- Theatrical release poster
- Directed by: Viji Thampi
- Screenplay by: Krishna Poojappura
- Story by: V.S. Subhash
- Produced by: V. S. Suresh
- Starring: Dileep Sayaji Shinde Nedumudi Venu Ananya Archana Kavi Mythili
- Cinematography: Sanjeev Sankar
- Edited by: K. Sreenivas
- Music by: Vidyasagar
- Production company: Vendhar Movies
- Release date: 18 October 2013;
- Running time: 160 minutes
- Country: India
- Language: Malayalam

= Nadodimannan =

Nadodimannan is a 2013 Indian Malayalam-language action comedy film directed by Viji Thampi, starring Dileep in the title role, along with Sayaji Shinde, Nedumudi Venu, Ananya, Archana Kavi and Mythili in the supporting role. Dileep and Viji Thampi collaborated after 17 years in this movie. The film is a satire that portrays how corruption and favoritism engulf a place and how they can be tackled.

==Plot==

The movie starts with Vinayachandran, an environmentalist getting killed by a rich influential real estate criminal businessman, Pushpam Prakashan as Vinayachandran was opposing Prakashan's dream project- Pushpam Mall citing environmental and societal reasons. Prakashan has the backing of the ruling party, police and a corrupt Mayor Purushothaman for all his wrongdoings as he helps them financially whenever they are in need. Once his eyes cast on something, Prakashan will try to acquire it by any means for his gains. His next target is an old man Damodaran's house and its surrounding plot occupied by Damodaran and his granddaughter Meera for developing another project. Even though Damodaran approaches higher-ranked officials including the Mayor to save from the advances of Prakashan, he now realizes that they all are nothing but associates of Prakashan. One night, Prakashan's henchmen attacks him and tries to kidnap Meera. In the tussle, Damodaran stabs himself and Prakashan's henchmen hospitalises him as his death will bring trouble to Prakashan.

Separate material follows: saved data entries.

PR #755, opened 2023-04-30
Solution-1

MykolaButylkov:
[DEMO LINK](https://MykolaButylkov.github.io/react_keyboard/)

### DIFF
--- a/src/App.tsx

The film then focuses to Palakkad where Padmanabhan hails from. Padmanabhan is a carefree and cheerful man who along with his friends do roadside shows, artificial political rallies, marches and hail and hoot for movies in theatres for daily wages. One day, he gets a call from Thiruvananthapuram to get his gang for organizing a political rally in support of Purushothaman to boost his image in the upcoming election. Padmanabhan and his gang leaves to Thiruvananthapuram the next day and he gets injured in a bomb blast planned by Prakashan and gets hospitalized.

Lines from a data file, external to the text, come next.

PR #756, opened 2023-05-02
Solution

Vaskovics:
<a href='https://vaskovics.github.io/react_keyboard/'>Demo</a>

### DIFF
--- a/src/App.tsx
+++ b/src/App.tsx
@@ -1,7 +1,31 @@
-import React from 'react';
+import React, { Component } from 'react';
 
-export const App: React.FC = () => (
-  <div className="App">
-    <p className="App__message">The last pressed key is [Enter]</p>
-  </div>
-);
+type State = {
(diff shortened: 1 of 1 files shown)


src/App.tsx
```diff
@@ -1,7 +1,31 @@
...
+  componentDidMount(): void {
+    document.documentElement.addEventListener('keydown', this.keyHandler);
+  }
+
+  componentWillUnmount(): void {
+    document.removeEventListener('keydown', this.keyHandler);
+  }
+
+  keyHandler = (event: KeyboardEvent) => {
+    this.setState({ pressedKey: `The last pressed key is [${event.key}]` });
```
anstsot, line 21: it would be better to store the `event.key` only and add check in render method
```suggestion
    this.setState({ pressedKey: event.key });
```

anstsot (approved):
Good job, approved!

PR #757, opened 2023-05-02
solution

danielpopek94:
[DEMO LINK](https://danielpopek94.github.io/react_keyboard/)

### DIFF
--- a/src/App.tsx
+++ b/src/App.tsx
@@ -1,7 +1,37 @@
 import React from 'react';
 
-export const App: React.FC = () => (
-  <div className="App">
-    <p className="App__message">The last pressed key is [Enter]</p>
-  </div>
-);
+interface State {
+  key: string | undefined
+}
+
+export class App extends React.Component<{}, State> {
+  state: Readonly<State> = {
+    key: undefined,
+  };
+
+  componentDidMount(): void {
+    document.addEventListener('keyup', this.handleClick);
+  }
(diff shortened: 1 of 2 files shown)


src/App.tsx
```diff
@@ -1,7 +1,37 @@
...
-  <div className="App">
-    <p className="App__message">The last pressed key is [Enter]</p>
-  </div>
-);
+interface State {
+  key: string | undefined
+}
+
+export class App extends React.Component<{}, State> {
+  state: Readonly<State> = {
```
d-wasilewski, line 8: TS will infer this type from initial object
```suggestion
  state = {
```

d-wasilewski: also rename the variable to `keyPressed` as per task description

src/App.tsx
```diff
@@ -1,7 +1,37 @@
 import React from 'react';
 
-export const App: React.FC = () => (
-  <div className="App">
-    <p className="App__message">The last pressed key is [Enter]</p>
-  </div>
-);
+interface State {
+  key: string | undefined
```
d-wasilewski, line 4: Undefined means a variable has been declared but has not been assigned a value, while null is an assignment value set by a programmer. If you set it manually use null
```suggestion
  key: string | null
```

d-wasilewski (changes requested):

PR #759, opened 2023-05-04
solution

MikiOOOO:
https://MikiOOOO.github.io/react_keyboard/

### DIFF
--- a/src/App.tsx
+++ b/src/App.tsx
@@ -4,7 +4,6 @@ interface State {
   pressedKey: string | null;
 }
 
-// eslint-disable-next-line
 export class App extends React.Component<{}, State> {
   state = {
     pressedKey: null,
@@ -31,7 +30,7 @@ export class App extends React.Component<{}, State> {
           {
             pressedKey
               ? `The last pressed key is [${pressedKey}]`
-              : 'Nothing was pressed yet.'
+              : 'Nothing was pressed yet'
           }
         </p>
       </div>


src/App.tsx
```diff
@@ -1,7 +1,38 @@
 import React from 'react';
 
-export const App: React.FC = () => (
-  <div className="App">
-    <p className="App__message">The last pressed key is [Enter]</p>
-  </div>
-);
+type State = {
```
sylcym, line 3: I think, you can use `interface `here instead of `type`

src/App.tsx
```diff
@@ -1,7 +1,38 @@
...
+      this.setState({ pressedKey: event.key });
+    });
+  }
+
+  componentWillUnmount() {
+    document.removeEventListener('keyup', (event: KeyboardEvent) => {
+      this.setState({ pressedKey: event.key });
+    });
+  }
+
```
sylcym, line 24: I think, you can move  `(event: KeyboardEvent) => { this.setState({ pressedKey: event.key })`  to a function and use it in `componentDidMount `and in `componentWillUnmount `like this:

```
componentDidMount() {
  document.addEventListener('keyup', this.handleKeyUp);
}

componentWillUnmount() {
  document.removeEventListener('keyup', this.handleKeyUp);
}

handleKeyUp = (event: KeyboardEvent) => {
};
```

sylcym (changes requested):

src/App.tsx
d-wasilewski: Yes, use interfaces to describe objects

src/App.tsx
```diff
@@ -1,7 +1,38 @@
...
+    this.setState({ pressedKey: event.key });
+  };
+
+  render() {
+    return (
+      <div className="App">
+        <p className="App__message">
+          {
+            this.state.pressedKey
+              ? `The last pressed key is [${this.state.pressedKey}]`
```
d-wasilewski, line 31: you use it twice, you can destructure it

d-wasilewski (changes requested):
try to fix the tests

src/App.tsx
MikiOOOO: I cannot fix tests, I tried reinstalling npm with cleaning the cache beforehand and it is still not working.

d-wasilewski: It's not a local problem, they don't run on your machine here

d-wasilewski: There is a problem with your code. Subtle, but check what the failed tests say
image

Padmanabhan knowingly and unknowingly involves in various issues happening there. When the people found a leader's characteristics in Padmanabhan, they and the Thiruvancore Thirumanassu Udaya Varma force him to contest in the upcoming election. He wins the election and becomes the next mayor. Being the mayor in the city, Padmanabhan is loved by everybody and he starts building public parks, toilets and facilities for the common people. He also asks the people to give away the places which really belong to the government. By seeing all these changes, Prakashan tries to bribe Padmanabhan but he insults Prakashan. Prakashan gets furious and tries to kill Padmanabhan but Padmanabhan's mother and his chauffeur Subair get killed in the accident made by Prakashan's henchman Kannappan.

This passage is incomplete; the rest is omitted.